-- Problem details --
Please retype all the data below exactly, line for line.

-- Task inputs --
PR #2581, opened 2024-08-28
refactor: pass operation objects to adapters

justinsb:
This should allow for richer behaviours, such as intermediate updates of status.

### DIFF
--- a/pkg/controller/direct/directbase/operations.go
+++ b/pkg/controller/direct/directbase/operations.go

-- Solution to this exercise --
PR #2581, opened 2024-08-28
refactor: pass operation objects to adapters

justinsb:
This should allow for richer behaviours, such as intermediate updates of status.

### DIFF
--- a/pkg/controller/direct/directbase/operations.go
+++ b/pkg/controller/direct/directbase/operations.go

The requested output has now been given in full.